PR #418, opened 2017-03-24
Retry when tagging EC2 and EBS with Postgres roles.

alexeyklyukin:
Retry if an error happens when setting Role or Name tags for the
EC2 instances or EBS volumes. The maximum retry interval is 15 seconds.


avaczi:
:+1:

alexeyklyukin:
👍

Issue #425, opened 2017-04-10
Sometimes Patroni fails to drop replication slot and it causes xlog to fill up


CyberDem0n:
We already observed it several times on production.
I think it happens because we are removing only non-active replication slots: https://github.com/zalando/patroni/blob/master/patroni/postgresql.py#L1184

Default value of [wal_sender_timeout](https://www.postgresql.org/docs/9.6/static/runtime-config-replication.html) is 60 seconds while we are trying to remove replication slot after 30 seconds (ttl=30). That means postgres might think that slot is still active and does nothing. Patroni at the same time thinks that it was removed successfully.

CyberDem0n:
Closed by https://github.com/zalando/patroni/issues/427

PR #427, opened 2017-04-12
BUGFIX: pg_drop_replication_slot may not be called if slot is active

CyberDem0n:
Default value of wal_sender_timeout is 60 seconds while we are trying to remove replication slot after 30 seconds (ttl=30). That means postgres might think that slot is still active and does nothing. Patroni at the
same time was thinking that it was removed successfully.

If the drop replication slot query didn't return any single row we must fetch list of existing physical replication slots from postgres on the next iteration of HA loop.

Fixes: issue #425


alexeyklyukin:
👍

CyberDem0n:
:+1:

PR #428, opened 2017-04-12
Add config editing to patronictl

ants:
Current UI to change cluster configuration is somewhat unfriendly, involving a curl command, knowing the REST API endpoint, knowing the specific syntax to call it with and writing a JSON document. I added two commands in this branch to make this a bit easier, `show-config` and `edit-config` (names are merely placeholders, any opinions on better ones?).

* `patronictl show-config clustername` fetches the config from DCS, formats it as YAML and outputs it.

* `patronictl edit-config clustername` fetches the config, formats it as YAML, invokes $EDITOR on it, then shows user the diff and after confirmation applies the changed config to DCS, guarding for concurrent modifications.

* `patronictl edit-config clustername --set synchronous_mode=true --set postgresql.use_slots=true` will set the specific key-value pairs.

There are also some UI capabilities I'm less sure of, but included them here as I already implemented them.

* If output is a tty then the diffs are colored. I'm not sure if this feature is cool enough to pull the weight of adding a dependency on cdiff. Or maybe someone knows of another more task focused diff coloring library?
* `patronictl edit-config clustername --pg work_mem=100MB` - Shorthand for `--set postgresql.parameters.work_mem=100MB`
* `patronictl edit-config clustername --apply changes.yaml` - apply changes from a yaml file.
* `patronictl edit-config clustername --replace new-config.yaml` - replace config with new version.


CyberDem0n:
Looks really cool!
Will  try it tomorrow.

ants:
I wonder if we ever want to support spelling GUC's with dots in them as nested parameters:

    postgresql:
      parameters:
        auto_explain:
          log_min_duration: 1s
          log_analyze: on
          log_buffers: on
          log_timing: off

vs. 

    postgresql:
      parameters:
        auto_explain.log_min_duration: 1s
        auto_explain.log_analyze: on
        auto_explain.log_buffers: on
        auto_explain.log_timing: off

Nested variant looks pretty neat, but the current way is conceptually much simpler. Having nesting will  require some thinking about how to reconcile the two different spellings and will result in at least one of the cases being magically converted to the other. Any opinions one way or the other?

CyberDem0n:
Agree, nested variant looks nice, but what about following corner-case?
```
localhost/postgres=# set work_mem.bla to 'foo';
SET
localhost/postgres=# show work_mem.bla;
 work_mem.bla 
──────────────
 foo
(1 row)
```

With nested variant it would be not possible to set a custom `work_mem` along with `work_mem.bla`.

ants:
I haven't seen any examples of this kind of overlap in the wild, but in theory it's possible. We could invent hacks to get around this, either a magically named key in the nested structure for the scalar value, or fall back to dotted representation when the prefix is already taken by a scalar value. I kind of like the latter variant. The complexity will all be compartmentalized to the UI side, the conversion done when converting to/from JSON. When loading postgresql.parameters we check for names with dots and if they exist and the prefix key does not, we convert it to a dict. When storing back it's just a matter of flattening any dicts out to dotted representation.

    # prettify({"work_mem.bla": "foo"})
    work_mem:
      bla: foo

    # prettify({"work_mem.bla": "foo", "work_mem": "4MB"})
    work_mem: 4MB
    work_mem.bla: foo

CyberDem0n:
I think it's better to be explicit rather than implicit.
Whoever is already using GUC's with dots would be very surprised/confused if we convert them into nested structures.

@alexeyklyukin, what do you think?

alexeyklyukin:
I prefer a simple version with a dot: it's the same syntax as the database uses, and I don't see a reason to invent a new one on the Patroni side.

ants:
I'll do the simple one then.

ants:
Couple more things I'd like to see a second opinion on.

1. Having the command line interpret arguments as YAML values is a potential footgun. `edit-command --pg archive_command=true` will actually set it to `True`. This can be solved by encapsulating the value with quotes, but it could be surprising. I would just store the string, but for values outside `postgresql.parameters` we actually need to get the type correct, otherwise Patroni will start giving nasty exceptions. I think the whole thing would be best solved by making the config system know the types of the datastructure and do some validation. But I think that's something for a separate patch. Maybe just make a special case for postgresql.parameters and handle the rest later?
2. Any opinions for the naming of the commands? Current names are only placeholders. One idea  would be to merge the two commands and have the default just display the config and a `--edit` option to invoke the editor. And I don't have a good idea how to name it in a way that it's clear that `patronictl configuration` is for the patronictl command, but the new thing is for a Patroni config stored in the DCS.

alexeyklyukin:
👍

CyberDem0n:
:+1:

CyberDem0n:
Merged, thank you!

PR #429, opened 2017-04-12
Remove error spinning on etcd failure and reduce log spam

ants:
When all etcd servers refuse connections during watch the call will fail with an exception and will be immediately retried. This creates a huge amount of log spam potentially creating additional issues on top of losing the DCS. This patch takes note if etcd failures are repeating and starting from the second failure will sleep for a second before retrying. It additionally omits the stack trace after the first failure in a streak of failures.

### DIFF
--- a/patroni/dcs/etcd.py
+++ b/patroni/dcs/etcd.py
@@ -299,9 +299,9 @@ class Client(etcd.Client):
 def catch_etcd_errors(func):
     def wrapper(self, *args, **kwargs):
         try:
-            return func(self, *args, **kwargs) is not None
+            retval = func(self, *args, **kwargs) is not None
         except (RetryFailedError, etcd.EtcdException):
-            return False
+            retval = False
         except Exception as e:
             if not self._has_failed:
                 logger.exception("")
@@ -309,8 +309,9 @@ def catch_etcd_errors(func):
                 logger.error(e)
             self._has_failed = True
             raise EtcdError("unexpected error")
-        else:
-            self._has_failed = False
+
+        self._has_failed = False
+        return retval
 
     return wrapper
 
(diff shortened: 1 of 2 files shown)


patroni/dcs/etcd.py
```diff
@@ -297,14 +297,20 @@ def _load_machines_cache(self):
...
-            logger.exception("")
+        except Exception as e:
+            if not self._has_failed:
+                logger.exception("")
+            else:
+                logger.error(e)
+            self._has_failed = True
             raise EtcdError("unexpected error")
+        else:
+            self._has_failed = False
```
CyberDem0n: We return from try block, therefore this branch will never be executed.

patroni/dcs/etcd.py
```diff
@@ -297,14 +297,20 @@ def _load_machines_cache(self):
 
 
 def catch_etcd_errors(func):
-    def wrapper(*args, **kwargs):
+    def wrapper(self, *args, **kwargs):
         try:
-            return func(*args, **kwargs) is not None
+            return func(self, *args, **kwargs) is not None
         except (RetryFailedError, etcd.EtcdException):
             return False
```
CyberDem0n: Shouldn't be here the same logic (setting `_has_failed` to `True`) as for all other cases?

patroni/dcs/etcd.py
ants: Yeah, try-else stubbornly keeps working in differently from what I need of it. Fixed this one.

patroni/dcs/etcd.py
ants: Not sure. This branch doesn't log the error, we might want to still see the stack trace. A better question would be, should this log errors? I think it should, will take a look what the consequences are.

ants:
I was wondering the same thing about the similarity, the logic felt quite duplicative indeed. I will take a look at factoring the code out tomorrow.

CyberDem0n:
:+1:

alexeyklyukin:
👍

PR #1086, opened 2019-06-13
Small refactoring of postgresql/bootstrap

CyberDem0n:
the main purpose of this PR is simplifying #1068

It is mostly necessary for future support of pg12, where there will be no recovery.conf anymore, but `keep_existing_recovery_conf` parameter still needs to be supported due to backward compatibility.

### DIFF
--- a/patroni/postgresql/bootstrap.py
+++ b/patroni/postgresql/bootstrap.py
@@ -22,6 +22,10 @@ class Bootstrap(object):
     def running_custom_bootstrap(self):
         return self._running_custom_bootstrap
 
+    @property
+    def keep_existing_recovery_conf(self):
+        return self._running_custom_bootstrap and self._keep_existing_recovery_conf
+
     @staticmethod
     def process_user_options(tool, options, not_allowed_options, error_handler):
         user_options = []
@@ -60,7 +64,7 @@ class Bootstrap(object):
         def error_handler(e):
             raise Exception(e)
 
-        options = self.process_user_options('initdb', config.get('initdb') or [], not_allowed_options, error_handler)
+        options = self.process_user_options('initdb', config or [], not_allowed_options, error_handler)
         pwfile = None
 
         if self._postgresql.config.superuser:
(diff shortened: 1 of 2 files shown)


patroni/postgresql/bootstrap.py
```diff
@@ -76,17 +80,21 @@ def error_handler(e):
         ret = self._postgresql.pg_ctl('initdb', *options)
         if pwfile:
             os.remove(pwfile)
-        if not ret:
+        if ret:
```
sdudoladov: it's a refactoring PR anyway, so what about  renaming  `ret` to `initdb_has_succeded` ?

patroni/postgresql/bootstrap.py
```diff
@@ -280,22 +288,21 @@ def clone(self, clone_member):
...
-            self._postgresql.configure_server_parameters()
         return ret
 
     def bootstrap(self, config):
         """ Initialize a new node from scratch and start it. """
         pg_hba = config.get('pg_hba', [])
         method = config.get('method') or 'initdb'
-        self._running_custom_bootstrap = method != 'initdb' and method in config and 'command' in config[method]
-        if self._running_custom_bootstrap:
+        if method != 'initdb' and method in config and 'command' in config[method]:
```
sdudoladov: so if one of the required params for a custom bootstrap method is not specified we fall back to `initdb` ? [docs](https://github.com/zalando/patroni/blob/master/docs/replica_bootstrap.rst#bootstrap) are unclear on that part 
> Each bootstrap method must define at least a name and a command. A special initdb method is available to trigger the default behavior, in which case method parameter can be omitted altogether.

CyberDem0n: If there is no method defined we default to initdb.
If the method doesn't have a configuration section - default to initdb
If the configuration section doesn't have a command defined - default to initdb

sdudoladov:
:+1:

CyberDem0n:
:+1:

PR #1087, opened 2019-06-13
Simplify postgresql.reload_config (and fix some bugs)

CyberDem0n:
`compare_values` function is already smart enough to handle all tricky cases when the unit is not in `B` or `kB`, but also in blocks. Therefore we don't need to query `wal_segment_size` from pg_settings.

This PR is mostly necessary to simplify #1068

### DIFF
--- a/patroni/postgresql/config.py
+++ b/patroni/postgresql/config.py
@@ -302,24 +302,15 @@ class ConfigHandler(object):
             changes = CaseInsensitiveDict({p: v for p, v in server_parameters.items() if '.' not in p})
             changes.update({p: None for p in self._server_parameters.keys() if not ('.' in p or p in changes)})
             if changes:
-                if 'wal_segment_size' not in changes:
-                    changes['wal_segment_size'] = '16384kB'
                 # XXX: query can raise an exception
                 for r in self._postgresql.query(('SELECT name, setting, unit, vartype, context '
                                                  + 'FROM pg_catalog.pg_settings ' +
                                                  ' WHERE pg_catalog.lower(name) IN ('
                                                  + ', '.join(['%s'] * len(changes)) +
-                                                 ') ORDER BY 1 DESC'), *(k.lower() for k in changes.keys())):
-                    if r[4] == 'internal':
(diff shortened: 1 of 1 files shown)


patroni/postgresql/config.py
```diff
@@ -302,24 +302,15 @@ def reload_config(self, config):
...
-                    if r[4] == 'internal':
-                        if r[0] == 'wal_segment_size':
-                            server_parameters.pop(r[0], None)
-                            wal_segment_size = parse_int(r[2], 'kB')
-                            if wal_segment_size is not None:
-                                changes['wal_segment_size'] = '{0}kB'.format(int(r[1]) * wal_segment_size)
-                    elif r[0] in changes:
-                        unit = changes['wal_segment_size'] if r[0] in ('min_wal_size', 'max_wal_size') else r[2]
+                                                 ')'), *(k.lower() for k in changes.keys())):
+                    if r[4] != 'internal' and r[0] in changes:
```
sdudoladov: 1. what about giving it more descriptive names such as `context` instead of `r[4]` ?
2. does it make sense to add a specific warning for the case when one tries to change an `internal` setting ? the general warning `                        logger.warning('Removing invalid parameter `%s` from postgresql.parameters', param)
` does not explain why the parameter change is invalid

CyberDem0n: My intention was to fix a specific problem by touching as minimum code as possible, not refactor the whole method.

sdudoladov:
so `wal_segment_size` was used with Kb as units and not the default blocks as stated in the Postgres docs  to circumvent limitations in `parse_int` ? And does  parsing the values in blocks corresponds to [unitless examples in parse_int() ?](https://github.com/zalando/patroni/blob/638b560cf843506570fd257551e66cbbcd6e06ff/patroni/utils.py#L173)

sdudoladov:
:+1:

CyberDem0n:
The value of `wal_segment_size` in the pg_settings was in `8kb` blocks until postgres 11, now it is in `MB`

CyberDem0n:
:+1:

• _What is being asked_: Where the line holding "If the drop" appears in the listing above, start reproducing exactly, and end with the line holding "There are also".

• _Answer space_:
If the drop replication slot query didn't return any single row we must fetch list of existing physical replication slots from postgres on the next iteration of HA loop.

Fixes: issue #425


alexeyklyukin:
👍

CyberDem0n:
:+1:

PR #428, opened 2017-04-12
Add config editing to patronictl

ants:
Current UI to change cluster configuration is somewhat unfriendly, involving a curl command, knowing the REST API endpoint, knowing the specific syntax to call it with and writing a JSON document. I added two commands in this branch to make this a bit easier, `show-config` and `edit-config` (names are merely placeholders, any opinions on better ones?).

* `patronictl show-config clustername` fetches the config from DCS, formats it as YAML and outputs it.

* `patronictl edit-config clustername` fetches the config, formats it as YAML, invokes $EDITOR on it, then shows user the diff and after confirmation applies the changed config to DCS, guarding for concurrent modifications.

* `patronictl edit-config clustername --set synchronous_mode=true --set postgresql.use_slots=true` will set the specific key-value pairs.

There are also some UI capabilities I'm less sure of, but included them here as I already implemented them.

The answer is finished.